Yanga is a municipality located in the southern area of the Mexican state of Veracruz, about 80 km from the state capital of Xalapa. It was formerly known as San Lorenzo de los Negros (after a colony of cimarrons in the early 17th century) or San Lorenzo de Cerralvo (after a 17th-century Spanish colonial priest). In 1932 it was renamed after Gaspar Yanga, the cimarron leader who in 1609 resisted attack by Spanish forces trying to regain control of the area.

==History==
Gaspar Yanga is believed to have been a member of a royal family in present-day Gabon or Angola in Central Africa before being sold into slavery and sent to Mexico. At the time Yanga reportedly arrived in Mexico – before 1570 – it is very likely that he shipped by way of Elmina Castle, the first ever European slave-trading post, established on the west coast of Africa in 1482. After leading an escape by a band of slaves in 1570, Yanga and his group settled in the highlands. They fought off Spanish forces in 1609, with further bloody skirmishes over nearly a decade.

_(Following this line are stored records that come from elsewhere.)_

PR #1086, opened 2016-06-22
Some tweaks to how DC item types are identified

adam3smith:
- dataset in eprints and DC should become a journal article
- article type in DC should be a journal article, both given common
- usage and for uniformity with eprint
@zuphilip -- pls. review when you get a chance.

### DIFF
--- a/RDF.js
+++ b/RDF.js
@@ -394,7 +394,7 @@ function detectType(newItem, node, ret) {
 			t.dc = type;
 		} else {
 			//on eprints the type fields are often in the form "Journal Article", "Conference Item" etc.
-			type = type.toLowerCase().replace(/\s/g, "")
+			type = type.toLowerCase().replace(/\s/g, "");
 			switch (type) {
 				//eprints
 				//from http://www.ukoln.ac.uk/repositories/digirep/index/Eprints_Type_Vocabulary_Encoding_Scheme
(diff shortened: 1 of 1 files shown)


zuphilip:
The change for the `eprints` vocabulary looks good.

However, I cannot say much about the `dc` vocabulary. As [it will considered only](https://github.com/adam3smith/translators/blob/master/RDF.js#L684-686) if there is no more specified vocabulary,
```
   var itemType = t.zotero || t.bib || t.prism ||t.eprints|| t.og || t.dc || 
         exports.defaultUnknownType || t.zoteroGuess || t.bibGuess || 
         t.prismGuess || t.ogGuess || t.dcGuess 
```
examples from EPrints or Prism are only partially useful. Did [you switch](https://github.com/zotero/translators/pull/1086/files#diff-139a6b4a8ace7b438018890bcdba1de4L448) from `t.dcGuess` to `t.dc` on purpose? I guess it will not change much in the end, but you will maybe know better...

zuphilip:
(Nits from previous coding: On line [397](https://github.com/zotero/translators/pull/1086/files#diff-139a6b4a8ace7b438018890bcdba1de4L397) and [686](https://github.com/zotero/translators/pull/1086/files#diff-139a6b4a8ace7b438018890bcdba1de4L686) a semicolon is missing at the end.)

adam3smith:
Yes, the move to `t.dc` from `t.dcGuess` is on purpose. Item types in `dcGuess` are overwritten as webpage when this is called from the EM translator.
Added the semicolons.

In 1618 he finally negotiated with Spanish officials to grant freedom to the fugitive slaves and independence to their village, located near the village of Cordoba. It became known as San Lorenzo de los Negros (named after the cimarrons) or San Lorenzo de Cerralvo (named after Juan Laurencio, a Jesuit cleric who had accompanied the 1609 expedition sent by the Viceroy). They gave the town of San Lorenzo its "small independence".

The black inhabitants of San Lorenzo proclaimed their loyalty to the Catholic Church and the King of Spain, but refused to pay tribute to the Spanish government.

==Geography==
The municipality of Yanga is bordered to the east by Cuitláhuac, to the north-east by Atoyac and to the south-east by Omealca.

The climate in Yanga is warm and humid, with an average temperature of 18 °C and rains mainly in the summer and fall.

==Agriculture==
Yanga principally produces maize, beans, sugarcane, coffee and mango.

==Celebrations==
Every February, a festival is held to celebrate the Virgin of Candelaria, patron of the town. Each December, a festival is held in honour of the Virgin of Guadalupe.

Every August, a carnival is held to celebrate Gaspar Yanga, as founder of the first free, Black autonomous region in the Americas. The 400th anniversary carnival was held in August 2009, four centuries after the Spanish had attacked the settlement.

==Twinning==
Yanga has expressed interest in being twinned with County Wexford, Ireland.